The solvent 1,1,1,2-tetrafluoroethane has been used for extraction of natural products such as taxol, evening primrose oil, and vanillin. 2,2,2-trifluoroethanol is an oxidation-resistant polar solvent.^[13]

Organofluorine compounds enjoy many niche applications. With a low coefficient of friction, fluid fluoropolymers are used as specialty lubricants. Fluorocarbon-based greases are used in demanding applications. Representative products include Fomblin and Krytox, manufactured by by Solvay Solexis and DuPont, respectively. Certain firearm lubricants such as "Tetra Gun" contain fluorocarbons. Capitalizing on their nonflammability, fluorocarbons are used in fire fighting foam. Organofluorine compounds are components of liquid crystal displays. The polymeric analogue of triflic acid, nafion is a solid acid that is potentially useful in fuel cells.

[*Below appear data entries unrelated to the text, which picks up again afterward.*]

PR #361, opened 2022-02-15
feat: Override CMS experiment name

pfs:
Enabling the option of overriding the experiment name, otherwise the code will fail with a duplicated argument error.
This is useful e.g. in case one would like to write CMS+Totem instead of CMS alone


andrzejnovak:
👍 thanks

PR #3731, opened 2017-10-17
Put WiFi into station mode in examples

jes:
I was surprised that many of the examples implicitly create an
unsecured access point with complete access to my application, which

In contrast to the existence of many naturally-occurring organic compounds containing the heavier halides, chloride, bromide, and iodide, only a handful of biologically synthesized carbon-fluorine bonds are known.^[14] The most common natural organofluorine species is fluoroacetate, a toxin found in a few species of plants. Others include É÷fluorooleic acid, fluoroacetone, nucleocidin (4’-fuoro-5’-O-sulphamoyladenosine), fluorothreonine, and 2-fluorocitrate. Several of these species are probably biosynthesized from fluoroacetaldehyde.

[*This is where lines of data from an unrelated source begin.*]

PR #3738, opened 2017-10-19
Bootloader OTA update

lugiann:
Is there a way to update the bootloader over the air? 
Every SDK release from espressif include a new version of the bootloader and in a production system that work with ota updates there are some circumstances that requires an update of the bootloader. 
A specific example is with the latest RC. You have updated the SDK to the 2.1.0 that include the v1.7 of the bootloader. We don't have a way that allow to update the bootloder over the air. In this cases the OTA is unusable because to update ALL the flash parts we need a cable connection to the ESP.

Organofluorine chemistry began in the 1800s with the development of organic chemistry as a whole.^[15] The first organofluorine compounds were prepared by metathesis reactions using antimony trifluoride as the F^- source. The nonflammability and nontoxicity of the chlorofluorocarbons CCl₃F and CCl₂F₂ attracted industrial attention in the 1920s. Subsequent major developments, especially in the US, benefited from expertise gained in the production of uranium hexafluoride.^[1] Starting in the late 1940’s, a series of electrophilic fluorinating methodologies were introduced, beginning with CoF₃. About this time, electrochemical fluorination became practical. These new methodologies allowed the synthesis of C-F bonds without using elemental fluorine and without relying on metathetical methods. In 1957, the anticancer activity of 5-fluorouracil was described. This report provided one of the first examples of rational design of drugs.^[16] This discovery sparked a surge of interest in fluorinated pharmaceuticals and agrichemicals. The discovery of the noble gas compounds, e.g. XeF₄, provided a host of new reagents starting in the early 1960’s. In the 1970s, fluorodeoxyglucose was established as a useful reagent in ¹⁸F positron emission tomography. In Nobel Prize-winning work, CFC’s were shown to contribute to the depletion of atmospheric ozone. This discovery alerted the world to the negative consequences of organofluorine compounds and motivated the development of new routes to organofluorine compounds. In 2003, the first C-F bond-forming enzyme, fluorinase, was reported.^[17]

In addition to their many beneficial aspects, organofluorine compounds pose significant risks and dangers to health and the environment. CFC's deplete the ozone layer and perfluorocarbons are potent greenhouse gases. Fluorosurfactants, such as PFOS and PFOA, are persistent and global contaminants. Many organofluorine compounds are bioactive and some are quite toxic, such as fluoroacetate and perfluoroisobutene.